> [What to do]
Output only the stretch of the listing that starts at the line containing "PR #1022, opened 2020-05-01" and ends at the line containing "## Initial setup", reproduced exactly with both ends.

> [Data for this exercise]
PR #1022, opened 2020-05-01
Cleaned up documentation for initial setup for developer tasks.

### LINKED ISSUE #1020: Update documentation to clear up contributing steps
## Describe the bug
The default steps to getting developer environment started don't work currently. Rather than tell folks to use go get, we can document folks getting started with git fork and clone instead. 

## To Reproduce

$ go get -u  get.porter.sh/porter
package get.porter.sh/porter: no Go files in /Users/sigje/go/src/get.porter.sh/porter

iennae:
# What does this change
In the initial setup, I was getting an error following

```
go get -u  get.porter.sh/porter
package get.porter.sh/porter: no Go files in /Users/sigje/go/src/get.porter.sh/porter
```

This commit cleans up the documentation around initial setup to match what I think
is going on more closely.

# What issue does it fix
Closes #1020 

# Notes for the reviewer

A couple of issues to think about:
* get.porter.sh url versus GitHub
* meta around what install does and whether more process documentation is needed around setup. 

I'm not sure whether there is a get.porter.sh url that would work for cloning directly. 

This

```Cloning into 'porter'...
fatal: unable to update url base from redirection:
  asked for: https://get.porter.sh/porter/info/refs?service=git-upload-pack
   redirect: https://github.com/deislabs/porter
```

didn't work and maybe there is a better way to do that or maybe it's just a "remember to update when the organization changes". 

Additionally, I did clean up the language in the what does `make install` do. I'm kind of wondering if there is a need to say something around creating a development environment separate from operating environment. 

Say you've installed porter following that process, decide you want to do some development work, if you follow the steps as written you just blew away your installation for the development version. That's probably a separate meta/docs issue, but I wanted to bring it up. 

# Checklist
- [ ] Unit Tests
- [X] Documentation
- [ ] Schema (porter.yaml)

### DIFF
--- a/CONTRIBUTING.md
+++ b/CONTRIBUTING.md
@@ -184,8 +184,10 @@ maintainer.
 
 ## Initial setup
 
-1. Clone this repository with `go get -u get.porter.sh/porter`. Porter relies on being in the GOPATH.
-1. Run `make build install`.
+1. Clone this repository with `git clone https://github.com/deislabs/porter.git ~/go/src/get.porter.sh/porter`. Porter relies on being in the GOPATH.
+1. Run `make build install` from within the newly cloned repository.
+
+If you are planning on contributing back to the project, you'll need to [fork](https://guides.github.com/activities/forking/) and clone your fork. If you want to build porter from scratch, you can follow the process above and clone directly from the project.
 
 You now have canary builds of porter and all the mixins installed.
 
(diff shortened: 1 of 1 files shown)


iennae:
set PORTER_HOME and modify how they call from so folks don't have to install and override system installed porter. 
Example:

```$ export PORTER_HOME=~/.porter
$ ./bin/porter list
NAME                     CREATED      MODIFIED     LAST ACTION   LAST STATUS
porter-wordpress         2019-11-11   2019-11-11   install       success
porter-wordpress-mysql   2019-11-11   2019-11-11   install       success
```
* * *
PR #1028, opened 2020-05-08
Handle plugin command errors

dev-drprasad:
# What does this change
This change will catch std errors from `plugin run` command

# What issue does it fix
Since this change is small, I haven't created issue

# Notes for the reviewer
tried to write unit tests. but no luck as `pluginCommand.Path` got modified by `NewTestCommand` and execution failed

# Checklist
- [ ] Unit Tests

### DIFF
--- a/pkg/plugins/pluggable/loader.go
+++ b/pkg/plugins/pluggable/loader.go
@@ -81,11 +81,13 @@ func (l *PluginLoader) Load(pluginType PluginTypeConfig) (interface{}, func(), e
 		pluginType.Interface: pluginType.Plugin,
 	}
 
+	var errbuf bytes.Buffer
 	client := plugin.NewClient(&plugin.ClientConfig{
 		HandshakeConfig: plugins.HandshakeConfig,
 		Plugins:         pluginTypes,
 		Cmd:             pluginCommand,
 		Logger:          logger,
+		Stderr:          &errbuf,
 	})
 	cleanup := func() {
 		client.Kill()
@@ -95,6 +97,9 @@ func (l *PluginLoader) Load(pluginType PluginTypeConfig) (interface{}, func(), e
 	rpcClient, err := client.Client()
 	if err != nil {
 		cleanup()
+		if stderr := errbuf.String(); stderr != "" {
...
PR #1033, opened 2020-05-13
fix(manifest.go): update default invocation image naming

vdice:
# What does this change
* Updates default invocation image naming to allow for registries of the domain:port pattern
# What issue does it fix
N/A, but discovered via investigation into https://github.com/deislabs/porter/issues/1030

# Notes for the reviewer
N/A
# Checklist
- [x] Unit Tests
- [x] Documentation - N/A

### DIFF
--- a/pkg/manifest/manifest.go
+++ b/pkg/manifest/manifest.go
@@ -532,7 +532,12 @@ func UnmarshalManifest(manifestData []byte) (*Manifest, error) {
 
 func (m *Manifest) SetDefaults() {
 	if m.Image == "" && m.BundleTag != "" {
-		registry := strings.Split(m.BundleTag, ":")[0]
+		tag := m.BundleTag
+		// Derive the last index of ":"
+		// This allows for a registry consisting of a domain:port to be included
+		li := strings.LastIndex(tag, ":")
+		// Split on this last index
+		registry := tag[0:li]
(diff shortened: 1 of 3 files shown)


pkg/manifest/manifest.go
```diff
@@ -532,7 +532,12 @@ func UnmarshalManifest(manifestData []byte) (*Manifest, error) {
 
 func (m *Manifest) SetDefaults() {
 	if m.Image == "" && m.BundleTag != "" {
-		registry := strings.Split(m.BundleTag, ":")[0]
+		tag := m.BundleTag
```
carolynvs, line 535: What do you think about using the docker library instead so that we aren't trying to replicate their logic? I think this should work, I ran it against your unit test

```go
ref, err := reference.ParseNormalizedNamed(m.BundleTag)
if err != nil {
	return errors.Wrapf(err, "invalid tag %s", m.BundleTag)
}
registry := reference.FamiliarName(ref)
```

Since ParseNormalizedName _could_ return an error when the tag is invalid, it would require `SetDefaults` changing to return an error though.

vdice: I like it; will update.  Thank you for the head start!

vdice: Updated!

> [Response]
PR #1022, opened 2020-05-01
Cleaned up documentation for initial setup for developer tasks.

### LINKED ISSUE #1020: Update documentation to clear up contributing steps
## Describe the bug
The default steps to getting developer environment started don't work currently. Rather than tell folks to use go get, we can document folks getting started with git fork and clone instead. 

## To Reproduce

$ go get -u  get.porter.sh/porter
package get.porter.sh/porter: no Go files in /Users/sigje/go/src/get.porter.sh/porter

iennae:
# What does this change
In the initial setup, I was getting an error following

```
go get -u  get.porter.sh/porter
package get.porter.sh/porter: no Go files in /Users/sigje/go/src/get.porter.sh/porter
```

This commit cleans up the documentation around initial setup to match what I think
is going on more closely.

# What issue does it fix
Closes #1020 

# Notes for the reviewer

A couple of issues to think about:
* get.porter.sh url versus GitHub
* meta around what install does and whether more process documentation is needed around setup. 

I'm not sure whether there is a get.porter.sh url that would work for cloning directly. 

This

```Cloning into 'porter'...
fatal: unable to update url base from redirection:
  asked for: https://get.porter.sh/porter/info/refs?service=git-upload-pack
   redirect: https://github.com/deislabs/porter
```

didn't work and maybe there is a better way to do that or maybe it's just a "remember to update when the organization changes". 

Additionally, I did clean up the language in the what does `make install` do. I'm kind of wondering if there is a need to say something around creating a development environment separate from operating environment. 

Say you've installed porter following that process, decide you want to do some development work, if you follow the steps as written you just blew away your installation for the development version. That's probably a separate meta/docs issue, but I wanted to bring it up. 

# Checklist
- [ ] Unit Tests
- [X] Documentation
- [ ] Schema (porter.yaml)

### DIFF
--- a/CONTRIBUTING.md
+++ b/CONTRIBUTING.md
@@ -184,8 +184,10 @@ maintainer.
 
 ## Initial setup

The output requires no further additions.